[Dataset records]
──────────
PR #2526, opened 2023-08-01
WIP: GraphQL

jamescrosswell:
# Summary

GraphQL supports OpenTelemetry, so at the moment just exploring what we get out of the box vs what we need.

### Requirements

- [GraphQL Client Integrations](https://develop.sentry.dev/sdk/features/#graphql-client-integrations)
- [GraphQL Performance](https://develop.sentry.dev/sdk/features/#graphql-performance)
  - [Server](https://develop.sentry.dev/sdk/features/#server)
  - [Client](https://develop.sentry.dev/sdk/features/#client)
  - [Breadcrumbs](https://develop.sentry.dev/sdk/features/#breadcrumbs-1)
- [Example implementation for Appolo3](https://docs.sentry.io/platforms/android/configuration/integrations/apollo3/#graphql-client-errors)

### Reference Material
- [GraphQL .NET](https://github.com/graphql-dotnet/graphql-dotnet)
- [GraphQL Client](https://github.com/graphql-dotnet/graphql-client)

### Server 
[graphql-dotnet](https://github.com/graphql-dotnet/graphql-dotnet) can be used to create a GraphQL Server. This package supports OpenTelemetry, which we can leverage. 

We will need to to customise and enrich the spans that get created out of the box. Possibly we introduce the idea of "SpanEnrichers" or something in the `SentrySpanProcessor` .

### Client

[graphql-client](https://github.com/graphql-dotnet/graphql-client) doesn't include any OpenTelemetry instrumentation. 

We can instrument this by configuring a custom [GraphQLHttpClientOptions.HttpMessageHandler](https://github.com/graphql-dotnet/graphql-client/blob/344a3e9f2ff2d110d331d377c25611e0306ed042/src/GraphQL.Client/GraphQLHttpClientOptions.cs#L31).

### Client

To instrument for `graphql-client` we've created `SentryGraphQLHttpMessageHandler` and  `SentryGraphQLFailedRequestHandler`, which are very similar to `SentryHttpMessageHandler` and `SentryFailedRequestHandler`.

The `graphql-client` serialises the payload content using an `IGraphQLWebsocketJsonSerializer` that can be customised when initialising the graphql  client... which unfortunately means a dependency on `GraphQL.Client.Serializer.SystemTextJson` and that means we probably have to add a separate Sentry.GraphQL.Client package 😞 

We pass an `IGraphQLWebsocketJsonSerializer` into our custom GraphQL message handlers so that we can get at the deserialised payload and use this to fulfil our various requirements. 

#### Challenges:
- GraphQL messages can be passed over Websockets and we still have to work out what to do in that case. The above only works when using HTTP Post operations to send GraphQL requests.
- The inheritance means we're doing things to satisfy technical language requirements rather than to enable API capability as well, which isn't very nice.
  - **TODO:** Having a shared base class for `SentryGraphQLHttpMessageHandler` and `SentryHttpMessageHandler` turns out to be a bit messy. Maybe try pulling some of the common logic out into a helper class that's used by two handlers that don't share the same ancestor instead.


jamescrosswell:
Closing as this will be done in https://github.com/getsentry/sentry-dotnet/pull/2538 and https://github.com/getsentry/sentry-dotnet/pull/2572 instead.

PR #2528, opened 2023-08-03
ref: Internal `IsTracingEnabled` to `IsPerformanceMonitoringEnabled`

bitsandfoxes:
With tracing without performance in the SDK this should start separating intentions.
#skip-changelog


src/Sentry/SentryOptions.cs
```diff
@@ -719,7 +719,7 @@ public bool ReportAssemblies
     /// Indicates whether tracing is enabled, via any combination of
```
jamescrosswell, line 719: Don't forget to update the XML docs

jamescrosswell (approved):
──────────
• YOUR GOAL: Provide a verbatim copy of all the entries.

• ANSWER BOX:
PR #2526, opened 2023-08-01
WIP: GraphQL

jamescrosswell:
# Summary

GraphQL supports OpenTelemetry, so at the moment just exploring what we get out of the box vs what we need.

### Requirements

- [GraphQL Client Integrations](https://develop.sentry.dev/sdk/features/#graphql-client-integrations)
- [GraphQL Performance](https://develop.sentry.dev/sdk/features/#graphql-performance)
  - [Server](https://develop.sentry.dev/sdk/features/#server)
  - [Client](https://develop.sentry.dev/sdk/features/#client)
  - [Breadcrumbs](https://develop.sentry.dev/sdk/features/#breadcrumbs-1)
- [Example implementation for Appolo3](https://docs.sentry.io/platforms/android/configuration/integrations/apollo3/#graphql-client-errors)

### Reference Material
- [GraphQL .NET](https://github.com/graphql-dotnet/graphql-dotnet)
- [GraphQL Client](https://github.com/graphql-dotnet/graphql-client)

### Server 
[graphql-dotnet](https://github.com/graphql-dotnet/graphql-dotnet) can be used to create a GraphQL Server. This package supports OpenTelemetry, which we can leverage. 

We will need to to customise and enrich the spans that get created out of the box. Possibly we introduce the idea of "SpanEnrichers" or something in the `SentrySpanProcessor` .

### Client

[graphql-client](https://github.com/graphql-dotnet/graphql-client) doesn't include any OpenTelemetry instrumentation. 

We can instrument this by configuring a custom [GraphQLHttpClientOptions.HttpMessageHandler](https://github.com/graphql-dotnet/graphql-client/blob/344a3e9f2ff2d110d331d377c25611e0306ed042/src/GraphQL.Client/GraphQLHttpClientOptions.cs#L31).

### Client

To instrument for `graphql-client` we've created `SentryGraphQLHttpMessageHandler` and  `SentryGraphQLFailedRequestHandler`, which are very similar to `SentryHttpMessageHandler` and `SentryFailedRequestHandler`.

The `graphql-client` serialises the payload content using an `IGraphQLWebsocketJsonSerializer` that can be customised when initialising the graphql  client... which unfortunately means a dependency on `GraphQL.Client.Serializer.SystemTextJson` and that means we probably have to add a separate Sentry.GraphQL.Client package 😞 

We pass an `IGraphQLWebsocketJsonSerializer` into our custom GraphQL message handlers so that we can get at the deserialised payload and use this to fulfil our various requirements. 

#### Challenges:
- GraphQL messages can be passed over Websockets and we still have to work out what to do in that case. The above only works when using HTTP Post operations to send GraphQL requests.
- The inheritance means we're doing things to satisfy technical language requirements rather than to enable API capability as well, which isn't very nice.
  - **TODO:** Having a shared base class for `SentryGraphQLHttpMessageHandler` and `SentryHttpMessageHandler` turns out to be a bit messy. Maybe try pulling some of the common logic out into a helper class that's used by two handlers that don't share the same ancestor instead.


jamescrosswell:
Closing as this will be done in https://github.com/getsentry/sentry-dotnet/pull/2538 and https://github.com/getsentry/sentry-dotnet/pull/2572 instead.

PR #2528, opened 2023-08-03
ref: Internal `IsTracingEnabled` to `IsPerformanceMonitoringEnabled`

bitsandfoxes:
With tracing without performance in the SDK this should start separating intentions.
#skip-changelog


src/Sentry/SentryOptions.cs
```diff
@@ -719,7 +719,7 @@ public bool ReportAssemblies
     /// Indicates whether tracing is enabled, via any combination of
```
jamescrosswell, line 719: Don't forget to update the XML docs

jamescrosswell (approved):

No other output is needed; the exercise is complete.